Cycling is as an urban activity, and the most bike crashes can be found in or near the centre of London, which has a comparatively high level of cycling (compared to the low baseline of 3%).
This can be seen by comparing the previous map (Figure 8.1) with an overview of the area, from an academic paper on the social, spatial and temporal distribution of bike crashes [@lovelace_who_2016].
```{r, echo=FALSE}
# knitr::include_graphics("lnd-overview.jpg")
```
In addition to the `Total` number of people hurt/killed, `cj` contains a column for each type of casualty (cyclist, car occupant, etc.), and a number corresponding to casualties in crashes involving each type of vehicle.
It also contains the `geometry` column from `ac_sf`.
In other words, joins allow the casualties and vehicles tables to be geo-referenced.
We can then explore the spatial distribution of different casualty types.
For example, Figure 8.3 shows the spatial distribution of pedestrians and car passengers hurt in car crashes across London in 2017, via the following code:
```{r sfplot, fig.show='hold', out.width="100%", fig.cap="Spatial distribution of serious and fatal crashes in London, for cycling, walking, being a car passenger and other modes of travel. Colour is related to the speed limit where the crash happened (red is faster) and size is proportional to the total number of people hurt in each crash (legend not shown).", fig.width=9, fig.height=7}
library(ggplot2)
ac_types = cj %>%
filter(accident_severity != "Slight") %>%
mutate(type = case_when(
walking > 0 ~ "Walking",
cycling > 0 ~ "Cycling",
passenger > 0 ~ "Passenger",
TRUE ~ "Other"
))
ggplot(ac_types, aes(size = Total, colour = speed_limit)) +
geom_sf(show.legend = "point", alpha = 0.3) +
facet_grid(vars(type), vars(accident_severity)) +
scale_size(
breaks = c(1:3, 12),
labels = c(1:2, "3+", 12)
) +
scale_color_gradientn(colours = c("blue", "yellow", "red")) +
theme(axis.text = element_blank(), axis.ticks = element_blank())
```
```{r, eval=FALSE, echo=FALSE}
ac_names = names(ac)
ac_names[grepl(pattern = "cas", x = ac_names)]
```
**Exercises:**
1. There is a lot going on in the code in this chapter, the most advanced of the guide.

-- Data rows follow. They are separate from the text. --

PR #799, opened 2024-07-18
Add Anaconda Module customizations to Blueprint (RHEL-49499)

achilleas-k:
This PR generalises the solution to the problem we had in BIB (osbuild/bootc-image-builder#547) 
 where Anaconda Modules were not enabled for custom kickstarts, making it impossible to use certain kickstart features.  For example, in most Anaconda ISO builds, we only enable the Users module if a user is specified in the blueprint.  A custom kickstart with a user creation command would therefore have no effect, since the Users module would be disabled.  The same is true for many other kickstart commands.

However, enabling certain modules unconditionally is also not desirable.  For example, in the case of ostree payloads, enabling the user module can prevent automated/unattended installation, since Anaconda will block and prompt for an admin user to be created.  Users may not want to create a user account during installation if one is already included in the OS payload (ostree commit or container).

This PR makes it possible to specify a list of Anaconda modules to enable or explicitly disable using blueprint customizations.

### DIFF
--- a/pkg/distro/rhel/images.go
+++ b/pkg/distro/rhel/images.go
@@ -7,6 +7,7 @@ import (
 	"github.com/osbuild/images/internal/workload"
 	"github.com/osbuild/images/pkg/blueprint"
 	"github.com/osbuild/images/pkg/container"
+	"github.com/osbuild/images/pkg/customizations/anaconda"
 	"github.com/osbuild/images/pkg/customizations/fdo"
 	"github.com/osbuild/images/pkg/customizations/fsnode"
 	"github.com/osbuild/images/pkg/customizations/ignition"
@@ -482,7 +483,7 @@ func EdgeInstallerImage(workload workload.Workload,
 
 	if len(img.Kickstart.Users)+len(img.Kickstart.Groups) > 0 {
 		// only enable the users module if needed
-		img.AdditionalAnacondaModules = []string{"org.fedoraproject.Anaconda.Modules.Users"}
+		img.AdditionalAnacondaModules = []string{anaconda.ModuleUsers}
 	}
 
 	img.ISOLabel, err = t.ISOLabel()
@@ -662,7 +663,7 @@ func ImageInstallerImage(workload workload.Workload,
 		img.AdditionalDrivers = installerConfig.AdditionalDrivers
 	}
 
-	img.AdditionalAnacondaModules = []string{"org.fedoraproject.Anaconda.Modules.Users"}
+	img.AdditionalAnacondaModules = []string{anaconda.ModuleUsers}
 
 	img.SquashfsCompression = "xz"
 
--- a/pkg/distro/rhel/images.go
+++ b/pkg/distro/rhel/images.go
@@ -481,9 +481,18 @@ func EdgeInstallerImage(workload workload.Workload,
 		img.AdditionalDrivers = installerConfig.AdditionalDrivers
 	}
 
+	instCust, err := customizations.GetInstaller()
+	if err != nil {
+		return nil, err
+	}
+	if instCust != nil && instCust.Modules != nil {
+		img.AdditionalAnacondaModules = append(img.AdditionalAnacondaModules, instCust.Modules.Enable...)
+		img.DisabledAnacondaModules = append(img.DisabledAnacondaModules, instCust.Modules.Disable...)
+	}
+
 	if len(img.Kickstart.Users)+len(img.Kickstart.Groups) > 0 {
 		// only enable the users module if needed
-		img.AdditionalAnacondaModules = []string{anaconda.ModuleUsers}
+		img.AdditionalAnacondaModules = append(img.AdditionalAnacondaModules, anaconda.ModuleUsers)
 	}
 
 	img.ISOLabel, err = t.ISOLabel()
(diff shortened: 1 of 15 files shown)


pkg/osbuild/anaconda_stage.go
```diff
@@ -30,10 +30,13 @@ func defaultModuleStates() map[string]bool {
 	}
 }
 
-func enableModules(states map[string]bool, additional []string) {
-	for _, modname := range additional {
+func setModuleStates(states map[string]bool, enable, disable []string) {
```
thozza, line 38: Should we check that `enable` and `disable` are disjoint?

pkg/image/installer_image_test.go
```diff
@@ -290,3 +290,145 @@ func TestTarInstallerPanics(t *testing.T) {
...
+			assert.NotNil(t, img)
+			img.Platform = testPlatform
+			mfs := instantiateAndSerialize(t, img, mockPackageSets(), nil, mockOSTreeCommitSpecs())
+			modules := findAnacondaStageModules(t, manifest.OSBuildManifest(mfs))
+			assert.NotNil(t, modules)
+			assert.ElementsMatch(t, modules, tc.expected)
+		})
+	}
+}
+func TestTarInstallerModules(t *testing.T) {
```
thozza, line 415: Nitpick: missing newline.

thozza (commented):
Sorry it took me so long to review. :innocent:

The PR looks great and it was a pleasure to review. I've found just one missing newline and added one question.

pkg/osbuild/anaconda_stage.go
achilleas-k: It crossed my mind and I'm not sure.  I thought about this a bit and landed on allowing a module to appear in both lists, making it possible to disable a module that's in the enabled list (the tests even cover this case explicitly).  My reasoning is that in image type defaults, we only ever **enable** modules.  The **disable** list comes straight from the user blueprint.  So by letting a module appear in both lists, we essentially give the user the ability to **disable** a module that is **enabled** by default.

For example, if a user is building an image which **enables** the Users module by default and they want to **disable** it for some reason (automated installation, maybe they want to create a user with initial-setup, etc), or if they want to **disable** the Storage module (which we always enable) to do partitioning in a kickstart `%pre` without having Anaconda block an automated installation, this gives them that control.

pkg/image/installer_image_test.go
achilleas-k: Fixed.

pkg/osbuild/anaconda_stage.go
achilleas-k: One thing we can do to make things a bit saner is to raise an error when the user adds the same module to both lists in the blueprint itself.  That would make things less ambiguous for the user (they can't enable and disable the same module in the same build) while also letting them disable a default module.

thozza: So, I've added the question while going through the beginning of the patch set and ended up with pretty much the same conclusion as you, by the end of it. But I thought it would make sense to have this discussion.

WRT the BP customization. I think that either what you suggested would be good, or explicitly documenting the behavior of it (that disabling a module has precedence).

thozza (dismissed):

pkg/distro/rhel/images.go
```diff
@@ -658,7 +668,15 @@ func ImageInstallerImage(workload workload.Workload,
...
-	img.AdditionalAnacondaModules = []string{"org.fedoraproject.Anaconda.Modules.Users"}
+	instCust, err := customizations.GetInstaller()
+	if err != nil {
+		return nil, err
+	}
+	if instCust != nil && instCust.Modules != nil {
+		img.AdditionalAnacondaModules = append(img.AdditionalAnacondaModules, instCust.Modules.Enable...)
+		img.DisabledAnacondaModules = append(img.DisabledAnacondaModules, instCust.Modules.Disable...)
+	}
+	img.AdditionalAnacondaModules = append(img.AdditionalAnacondaModules, anaconda.ModuleUsers)
```
supakeen, line 679: I'm a bit confused that we add the users module unconditionally for the `ImageInstaller` here; but conditionally for the others (only if kickstart user customizations are enabled). Why is that?

As far as I know one needs to add a user for both image types in Anaconda.

achilleas-k: The image installer's payload never contains a user account, so we enable it to force interactive user creation during installation, otherwise the user will end up with no way to log in to the machine.  This decision was made to accommodate the IB service which doesn't support user creation (in the UI at least) but does have support for building image installer ISOs.

For other image types (ostree-based installers), the user module is only enabled by default when the blueprint contains a user so that it can be created.  It's not required however to create a user for such payloads because it is possible that a user is already created in the payload itself (the ostree commit).  So if a user has an ostree commit with a user account in it, wants to create an ISO to deploy it, and also wants to make that ISO fully unattended (without creating a user at install time), the user module will have to be disabled for that to be possible.

I'm open to discussing these decisions and reevaluating, especially now that users will have control of the modules that are enabled.

supakeen: I think we can keep it as is as we always build the tar that gets deployed by image installer as well.

supakeen (approved):

pkg/osbuild/anaconda_stage.go
achilleas-k: Prepared docs PR: https://github.com/osbuild/osbuild.github.io/pull/100

achilleas-k:
Rebased to fix conflicts.

thozza (approved):

PR #807, opened 2024-07-24
Test utility function for validating Partition Table sizes

achilleas-k:
There is currently a bug that occurs when converting a partition table to LVM with a root partition size that is larger than the original partition size (or larger than the partition table).  @croissanne discovered it and we investigated it together yesterday.  We both have ideas for how to fix it properly, but first I decided to write some tests to catch similar issues.

To keep things easier to follow and review, I decided to first introduce a utility function for validating partition table sizes.  Currently this is a test utility function.  If we discover that we need it outside of testing, we can move it to the `partition_table.go` file.

### DIFF
--- a/pkg/disk/partition_table_internal_test.go
+++ b/pkg/disk/partition_table_internal_test.go
@@ -24,3 +24,49 @@ func TestPartitionTableFeatures(t *testing.T) {
 
 	}
 }
+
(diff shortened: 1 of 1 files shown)


thozza (approved):
LGTM :bug:

croissanne (approved):

PR #505, opened 2013-12-24
Implement strategy pattern for sharding

### LINKED ISSUE #504: Implement strategy pattern for sharding
It must be a good option to determine custom strategy for sharding logic.
One of the reason to implement this is to maintain same logic for clients implemented on different programming languages.

a4tunado:
FIxes #504


sazzad16:
Sharding feature will be removed.

PR #611, opened 2014-04-03
add SSL support

oranagra:
Adding SSL support.
Tested against stunnel on the server side.
Using:
  System.setProperty("javax.net.ssl.trustStore", "Truststore.jks");
  System.setProperty("javax.net.ssl.trustStorePassword", "mypassword");
  System.setProperty("javax.net.ssl.trustStoreType", "jks");
Once the pull request is accepted, i'll put some how-to in the wiki.


JF9:
Another vote for SSL solely to provide encryption.

pr0met:
Another vote for ssl support.
Successfully tested this change against a Redis server running on Azure.

blicket:
+1 for ssl support.

bryancampbell:
+1 for ssl support

sunnypav:
+1 have tested this feature and it is working fine. When it gets merged in the code.

sunnypav:
When this pull reuqest gets merged we are in dire need of ssl proxy support in jedis client api.

sunnypav:
Please let us know when jedis considers this request

SenadI:
+1 need this.

svella:
+1. I really need something like this as well, though I would recommend that ability to specify a SocketFactory would be a much better approach because it allows you fine grained control over the trust management process. Managing trust through system properties is problematic when connections to different things have different trust requirements and in things like web applications where you may be sharing the JVM with other applications.

damiri-ts:
Trying to keep this alive with a new pull request (https://github.com/xetorthio/jedis/pull/1173) which builds on the code by adding the ability to specify an SSLSocketFactory, SSLParams, and a HostnameVerifier. Credit for the original code that i built on top of goes to RedisLabs.

I believe the ability to specify these three items ensures that the user can create an ssl connection with whatever hostname or trust verification they see fit. Hopefully, this will spike enough interest from the Jedis folks that they might seriously consider SSL/TLS support.

marcosnils:
@damiri-ts thanks for the contribution. We'll review the PR and continue on #1173 accordingly. I'm closing this for the moment.

PR #647, opened 2014-05-24
Change Old IO (Stream) to NIO (Buffer & Channel)

HeartSaVioR:
Hello!

As programming paradigm has been changing, we should eventually support non-blocking.
I've worked first step of supporting non-blocking - change Stream based IO to NIO.
Although it's still "blocking" and there're no special performance gain, we can change it incrementally.
I'm just beginner of NIO, so we can tune it for more faster.
- replace IO Stream things to NIO utils I have made
  - RedisInputStream -> SocketChannelReader
  - RedisOutputStream -> SocketChannelWriter
- modify relevent classes : Connection, Protocol
- non blocking is not yet present (currently blocking)
- modify Protocol unit test for testing with NIO utils

@xetorthio @marcosnils Please review and comment!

With reference to online help, work through the code line-by-line and look-up
any aspects of the code that you do not fully understand to help figure out what is going on.
2. Reproduce the final figures for a different city of your choice (not London).
3. **Bonus:** Create more attractive interactive maps to show the spatial distribution of different casualty types in the city of your choice.